- [Directions for this task] List all lines of the data that include the string "understand".
-- Opening Marker --
Issue #212, opened 2024-02-22
data_color() raises division by zero if single value in column


machow:
Here's a reproducible example for three cases where errors get raised:

```python
import pandas as pd
from great_tables import GT

# single value -- division by zero
df1 = pd.DataFrame({"x": [1], "y": [3]})
df2 = pd.DataFrame({"x": [1, None], "y": [3, 4]})

# all missing -- min error
df3 = pd.DataFrame({"x": [None], "y": [3]})

GT(df1).data_color("x")
GT(df2).data_color("x")
GT(df3).data_color("x")
```

PR #213, opened 2024-02-23
Handle `.data_color()` edge cases with single val columns / all missing values

rich-iannone:
As discovered in https://github.com/posit-dev/great-tables/issues/212, there are a few pernicious edge cases of data frame columns being incompatible with the color-scaling methodology of `.data_color()`. We shouldn't error or disallow these types of cases from working with that method, we should handle them with some logic.

Here are the cases and how they will be dealt with.

(1) Single value in column --> use first color from palette for the single row

```python
df = pd.DataFrame({"x": [1], "y": [3]})
GT(df).data_color("x", palette=["green", "blue"], na_color="red")
```

(2) Single value , multiple rows (rest of the rows are missing) --> use first color from palette and apply `na_color=` to the missing rows

```python
df = pd.DataFrame({"x": [1, None], "y": [3, 4]})
GT(df).data_color("x", palette=["green", "blue"], na_color="red")
```

(3) Multiple rows in a column but all are missing --> apply `na_color=` to all rows

```python
df = pd.DataFrame({"x": [None, None], "y": [3, 6]})
GT(df).data_color("x", palette=["green", "blue"], na_color="red")
```

(4) Single missing value from a single row --> apply `na_color=` to the row

```python
df = pd.DataFrame({"x": [None], "y": [3]})
GT(df).data_color("x", palette=["green", "blue"], na_color="red")
```

Fixes: https://github.com/posit-dev/great-tables/issues/212

### DIFF
--- a/great_tables/_data_color/base.py
+++ b/great_tables/_data_color/base.py
@@ -212,6 +212,8 @@ def data_color(
     else:
         columns_resolved = columns
 
+    gt_obj = self
+
     # For each column targeted, get the data values as a new list object
     for col in columns_resolved:
         column_vals = data_table[col].to_list()
@@ -219,7 +221,7 @@ def data_color(
         # If there only a single value in `column_vals`, and it is not missing,
         # then use the first value from the palette
         if len(column_vals) == 1 and not is_na(data_table, column_vals[0]):
-            self = self.tab_style(
+            gt_obj = gt_obj.tab_style(
                 style=fill(color=palette[0]), locations=body(columns=col, rows=[0])
             )
 
@@ -237,7 +239,7 @@ def data_color(
             )
 
             # Apply the first color from the palette to the non-missing value
-            self = self.tab_style(
+            gt_obj = gt_obj.tab_style(
                 style=fill(color=palette[0]), locations=body(columns=col, rows=[non_missing_index])
             )
 
@@ -245,7 +247,7 @@ def data_color(
             missing_indices = [i for i, x in enumerate(column_vals) if is_na(data_table, x)]
 
             # Apply the `na_color=` color to all missing values
-            self = self.tab_style(
+            gt_obj = gt_obj.tab_style(
                 style=fill(color=na_color), locations=body(columns=col, rows=missing_indices)
             )
 
@@ -254,7 +256,7 @@ def data_color(
         # If the entire column contains NA values, then apply the `na_color=` color to the
         # entire column and then move on to the next column
         if all(is_na(data_table, x) for x in column_vals):
-            self = self.tab_style(style=fill(color=na_color), locations=body(columns=col))
+            gt_obj = gt_obj.tab_style(style=fill(color=na_color), locations=body(columns=col))
             continue
 
         # Filter out NA values from `column_vals`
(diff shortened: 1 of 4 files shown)


great_tables/_data_color/base.py
```diff
@@ -216,9 +216,57 @@ def data_color(
     for col in columns_resolved:
         column_vals = data_table[col].to_list()
 
+        # If there only a single value in `column_vals`, and it is not missing,
+        # then use the first value from the palette
+        if len(column_vals) == 1 and not is_na(data_table, column_vals[0]):
+            self = self.tab_style(
```
machow, line 222: `self` is sort of viewed in a special way, since it stands mentally for the object being operated on. It feels a bit funky to re-assign it. Maybe we could call it gt_obj or something?

I think a common pattern is this:

```python

if some_thing:
    gt_obj = self.some_action()
else:
    gt_obj = self
```

This way, people have a strong queue that a new object might be returned

machow (changes requested):
This PR hits some key cases, but I think we might need to go into some of the deeper calculations to get at the root cause?

```python
df1 = pd.DataFrame({"x": [1, 1], "y": [2, 3]})
GT(df1).data_color("x")
```

It seems like...

* the divide by zero error is a range calculation issue. Maybe we could use a try/except to catch division by zero, or handle the logic inside that function so division by zero doesn't occur?
* the min error seems similar (as it occurs as part of the calculation of the range).

**edit:** What if---when the range is 0 (all same value)---you scaled the values to some arbitrary value? e.g. 0, 1, or .5. It seems like a core issue is that what the scale value should be is ambiguous. Similarly, when all the values are None, it doesn't matter what you set the range to, because everything will remain None.

great_tables/_data_color/base.py
rich-iannone: Now done. Thanks!

rich-iannone:
> This PR hits some key cases, but I think we might need to go into some of the deeper calculations to get at the root cause?
> 
> ```python
> df1 = pd.DataFrame({"x": [1, 1], "y": [2, 3]})
> GT(df1).data_color("x")
> ```
> 
> It seems like...
> 
> * the divide by zero error is a range calculation issue. Maybe we could use a try/except to catch division by zero, or handle the logic inside that function so division by zero doesn't occur?
> * the min error seems similar (as it occurs as part of the calculation of the range).
> 
> **edit:** What if---when the range is 0 (all same value)---you scaled the values to some arbitrary value? e.g. 0, 1, or .5. It seems like a core issue is that what the scale value should be is ambiguous. Similarly, when all the values are None, it doesn't matter what you set the range to, because everything will remain None.

This is now handled where the scaling occurs. If the range is zero, then the scaling factor is automatically set to `0.0` which chooses the first color in the palette (mirroring the other edge case behavior).

great_tables/_data_color/base.py
```diff
@@ -212,13 +212,65 @@ def data_color(
...
 
+        # If there are only NA values in `column_vals`, regardless of the length of
+        # `column_vals`, then apply the `na_color=` color to the entire column and
+        # then move on to the next column
+        if all(is_na(data_table, x) for x in filtered_column_vals):
+            gt_obj = gt_obj.tab_style(
+                style=fill(color=na_color), locations=body(columns=col, rows=[0])
+            )
+            continue
+
```
machow, line 273: It seems like all the code added here is unneeded now

machow (changes requested):
Do you mind double checking whether the initial catches are needed anymore? It seems like it should be okay now.

The one piece you might need to add is on this line...

https://github.com/posit-dev/great-tables/pull/213/files#diff-85b631a9e1bb79b5f833b150410a89fc3ef04401e7cfd07e8eee0a6d3f33624eR277

In python, all over an empty iterator evaluates to true:

```
all(ii for ii in [])
```

So you might need to do:

```python
if len(filtered_column_vals) and all(isinstance(x, (int, float)) for x in filtered_column_vals):
```

great_tables/_data_color/base.py
rich-iannone: I removed the first and last blocks. Failing test cases occurred from removing any more.

machow (approved):
Let's goooooooo!!!!

PR #219, opened 2024-02-27
Add initial implementation for nanoplots

rich-iannone:
This adds a minimal, working version of nanoplots functionality to the package. The focus initially is to get utility functions to generate SVG line plots and then hook this up to a new `.fmt_nanoplot()` method.


machow (approved):
From pairing, we're going to merge this for now (and not release), without review. I'll look through it (or the diff) later and leave comments and suggestions (and also just get up to speed).

Issue #230, opened 2024-03-06
Allow special color keywords `"transparent"` and `"currentColor"`


rich-iannone:
Right now we accept named colors and hex colors but not these CSS color keywords.

rich-iannone:
Relevant discussion: https://github.com/posit-dev/great-tables/discussions/151#discussioncomment-8681542

PR #232, opened 2024-03-06
Allow the 'transparent' color (and others) to be used in `tab_options(table_background_color == <color>)`

rich-iannone:
This PR makes it possible for a GT table to have a transparent background by way of using the `"transparent"` color keyword. Previously, there would be an error because color values in `_font_color()` are routed through a **webcolors** function that only accepts CSS color names.

Fixes: https://github.com/posit-dev/great-tables/issues/230


machow:
I don't understand why this PR also refactors away the `data_color` submodule. Can you provide brief descriptions of what big things you did in this PR and your thinking behind each one?

tests/__snapshots__/test_options.ambr
```diff
@@ -31,7 +31,7 @@
     line-height: normal;
     margin-left: 10px;
     margin-right: 10px;
-    color: lightred;
+    color: rebeccapurple;
```
machow, line 34: I don't have enough context in the PR description to understand what this means or why it is important

machow (changes requested):
I am having difficulty reviewing this PR. It seems like a number of refactoring things were done, in addition to the feature. I can't quickly separate what is refactoring and what is core to allowing the "transparent" color in tab_options.

Can you clarify what I should be looking for?

great_tables/_scss.py
```diff
@@ -39,23 +39,30 @@
...
-def font_color(color: str, table_font_color: str, table_font_color_light: str):
-    if color.startswith("#"):
-        rgb = wc.hex_to_rgb(color)
-    elif color.startswith("rgb") and "%" in color:
-        # TODO: rgb_percent_to_rgb() expects a tuple
-        raise NotImplementedError()
-        rgb = wc.rgb_percent_to_rgb(color)
-    else:
-        rgb = wc.name_to_rgb(color)
+def _font_color(color: str, table_font_color: str, table_font_color_light: str) -> str:
```
rich-iannone, line 42: This `_font_color()` function was reworked for two reasons:

1.  we already had some existing logic for determining which opposing color (choice between a predetermined `dark` and `light` color) should be used for maximal contrast (that was used in `data_color()`)
2. we documented that all CSS3 and even X11 color names would be accepted as named colors. We didn't include other CSS color keywords like `"transparent"` and `"currentColor"`. The webcolors package doesn't support those and we already have `_html_color()` which accepts them handles the normalization to hex color as well.

great_tables/_utils_color.py
```diff
@@ -0,0 +1,314 @@
+# Utility functions for color handling
```
rich-iannone, line 1: I moved this out of the `data_color()` sub dir because (and this may be not the best reason) at least one of the related functions was being used in `_scss.py`. We can totally move this all back if you're thinking that's not worth it right now.

great_tables/_scss.py
```diff
@@ -39,23 +39,30 @@
...
+        bgnd_color=color_normalized[0],
+        light=table_font_color,
+        dark=table_font_color_light,
+    )
 
-    return table_font_color_light
+    return ideal_font_color
 
 
-def css_add(value: str | int, amount: int):
```
rich-iannone, line 58: I'm still not entirely clear on whether to consistently use leading underscores for 'private' functions/methods. Maybe we could talk about this briefly so I could better understand whether it's needed virtually everywhere.

tests/__snapshots__/test_options.ambr
rich-iannone: The `"lightred"` color is not a valid CSS color name (and not a web safe color). So using it results in an error. I instead opted for `"rebeccapurple"` since it's a valid CSS3 color name (and not a valid X11 color name).

tests/test_scss.py
```diff
@@ -2,19 +2,19 @@
...
 
 from great_tables import GT
-from great_tables._scss import font_color, css_add, compile_scss
+from great_tables._scss import _font_color, _css_add, _compile_scss
 
 
 @pytest.mark.parametrize(
     "src,dst",
     [
-        ("#FFFFFF", "dark"),
```
rich-iannone, line 11: The changed `_font_color()` util function requires a valid color name in it's latter two args. So, I changed the param values of  `"light"` and `"dark"` to light and dark color hex values.

great_tables/_scss.py
machow: Let's discuss. These types of changes aren't really related to the PR, so I would push them out of scope (and then confirm in words the refactor changes when the PR is reviewed. That way the relevant fix can go through review quickly, and refactor changes can be applied at the end).

Making these kinds of changes brings a lot of extra files into the PR review

machow (changes requested):
Thanks for adding comments, explaining what you did. I've tried to look through the PR again, and am still having trouble making heads or tails of it. The refactor changes, though each one is small, together are too extensive.

I've gone back through individual commits to try and see if I can isolate just the fix changes, but the refactor seems to cut through the commit history.

Do you mind if we pair on re-doing this PR? I think it should be pretty quick. Sorry to hold things up, but I want to make sure to fully appreciate what this fix is doing.

rich-iannone:
Closing this in favor of https://github.com/posit-dev/great-tables/pull/242.

Issue #228, opened 2024-03-05
Wrap rendered html table in html or body tags


machow:
from pairing w/ @isabelizimm, it would be useful to have the output wrapped in html or body tags.

PR #233, opened 2024-03-07
Improve HTML representation of tables

rich-iannone:
This PR adds the option to generate a complete HTML page around the emitted table fragment. And this vastly improves the printing of a table in the vscode jupyter notebook environment by raising the specificity of the tables CSS rules (in the `<style>` block). We also detect whether rendering is occurring in a Quarto document and, in that case, the compiled CSS is kept as is.

Fixes: https://github.com/posit-dev/great-tables/issues/228


great_tables/gt.py
```diff
@@ -258,8 +255,21 @@ def __init__(
 
     # -----
 
+    def _repr_html_(self):
+        import os
+
+        # Check if we are rendering in the Quarto environment
+        quarto_enabled = os.environ.get("QUARTO_BIN_PATH") is not None
+
```
isabelizimm, line 263: It might be nice to do some handling to make a guess on if you should make a page or not. Eg, make_page should be false if in an IPython terminal or Jupyter Notebook, but true in other occasions?

You can do checks for these situations with something like:

```python
options = ["TerminalInteractiveShell", "ZMQInteractiveShell"]
make_page = ipython.get_ipython().__class__.__name__ not in options
```

where
 Jupyter Notebooks ➡️ 'ZMQInteractiveShell'
IPython in a terminal  ➡️ 'TerminalInteractiveShell

rich-iannone: The latest in this PR includes code to determine whether a full page should be returned. Thanks for the example code!

great_tables/gt.py
```diff
@@ -291,14 +319,37 @@ def _build_data(self, context: str) -> Self:
 
         return built._replace(_body=final_body, _stub=final_stub)
 
-    def render(self, context: str) -> str:
-        html_table = self._build_data(context=context)._render_as_html()
+    def render(
+        self,
+        context: str,
+        make_page: bool = False,
```
machow, line 325: If we want to give people the option to set this, but not require it (e.g. render feels like it can run "automatically", similar to `_repr_html_()`), we could set arguments like `make_page=None` by default. In the case where `make_page` and `all_important` are both None, this might essentially produce the same behavior as `_repr_html_()`.

See comment in `_repr_html_()`. If we separate environment detection and options fetching (e.g. get `make_page` and `all_important` for environment X) then we also should be able to use that code here.

great_tables/gt.py
machow: Just a quick note, ZMQInteractiveShell is a subclass of TerminalInteractiveShell, so we can pick up either in a isinstance(..., TerminalInteractiveShell) check

machow: No wait, ZMQ subclass InteractiveShell, which is a lil bit different 😅

machow: For posterity, here is all the handy checks plotly does on environments:

https://github.com/plotly/plotly.py/blob/95cc3d0dc6b3379d181e28ba90a0b708fad3bc40/packages/python/plotly/plotly/io/_renderers.py#L514

machow: @isabelizimm I've consolidated logic for detecting environments here:

https://github.com/posit-dev/great-tables/pull/233/files#diff-4725a5793cb0f0916ca5679673d3a72a4f2896f336e87af59f5cacc157b04dfeR15

We can tack things onto there pretty easily!

great_tables/gt.py
machow: From pairing, it sounds like we might want to use the following strategy:

* in the future, `.render()` might take a dataclass as context. The dataclass will hold rendering options (e.g.  LatexContext)
* in the now, `.as_raw_html()` is essentially the context specific version. The parameters in `.as_raw_html()` are what the options in the HtmlContext would be, etc..

machow:
From pairing w/ Rich, I've consolidated the code for inferring the IDE environment into the `_render.py` submodule, and hard-coded the IDE environment specific flags there.

great_tables/gt.py
```diff
@@ -291,14 +319,37 @@ def _build_data(self, context: str) -> Self:
...
+        page_background_color: str = "white",
```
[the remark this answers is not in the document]
rich-iannone: Now taken out.

great_tables/gt.py
```diff
@@ -258,8 +254,40 @@ def __init__(
...
+            make_page = False
+        else:
+            ipython_options = ["TerminalInteractiveShell", "ZMQInteractiveShell"]
+            make_page = get_ipython().__class__.__name__ not in ipython_options
+
+        rendered = self.render(context="html", make_page=make_page, all_important=all_important)
+
+        return rendered
+
     def _get_has_built(self: GT) -> bool:
```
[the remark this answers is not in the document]
rich-iannone: Removed this function.

tests/test_repr.py
```diff
@@ -0,0 +1,49 @@
...
+    return GT(pd.DataFrame({"x": [1, 2], "y": [4, 5]}), id="test")
+
+
+def assert_rendered_html_repr(snapshot, gt):
+
+    html_repr_output = gt._repr_html_()
+    assert snapshot == html_repr_output
+
+
+@mock.patch.dict(os.environ, {"QUARTO_BIN_PATH": "1"}, clear=True)
```
machow, line 21: This is neat!

great_tables/gt.py
```diff
@@ -363,6 +385,21 @@ def _render_as_html(self) -> str:
...
         """
 
+        if make_page:
+
+            # Create an HTML page and place the table within it
+            finalized_table = f"""<!DOCTYPE html>
+<html lang="en">
+<head>
+<meta charset="utf-8"/>
+<style>body {{ background-color:white; }}
```
machow, line 395: This styles every body element on the page to white (including the overall body element for the page). We need a more specifically scoped css style. If we want to set only the body element defined here to white, then we need to either...

* specify the style inline
* give the body element a unique id and set the style on that

machow (changes requested):
This is looking good -- the one big note I left is that the css style setting body background to white is too broad--it can affect the entire page (similar to the screenshot I posted that turned the page blue).

great_tables/gt.py
rich-iannone: Sorry, didn't go all the way with this. I'm going to remove it entirely.

rich-iannone:
@isabelizimm @machow thank you for your help with this PR! Going to merge now but there should be many more improvements in this particular area down the road.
-- Closing Marker --
- [Solution for this exercise]
I don't understand why this PR also refactors away the `data_color` submodule. Can you provide brief descriptions of what big things you did in this PR and your thinking behind each one?
machow, line 34: I don't have enough context in the PR description to understand what this means or why it is important
rich-iannone, line 58: I'm still not entirely clear on whether to consistently use leading underscores for 'private' functions/methods. Maybe we could talk about this briefly so I could better understand whether it's needed virtually everywhere.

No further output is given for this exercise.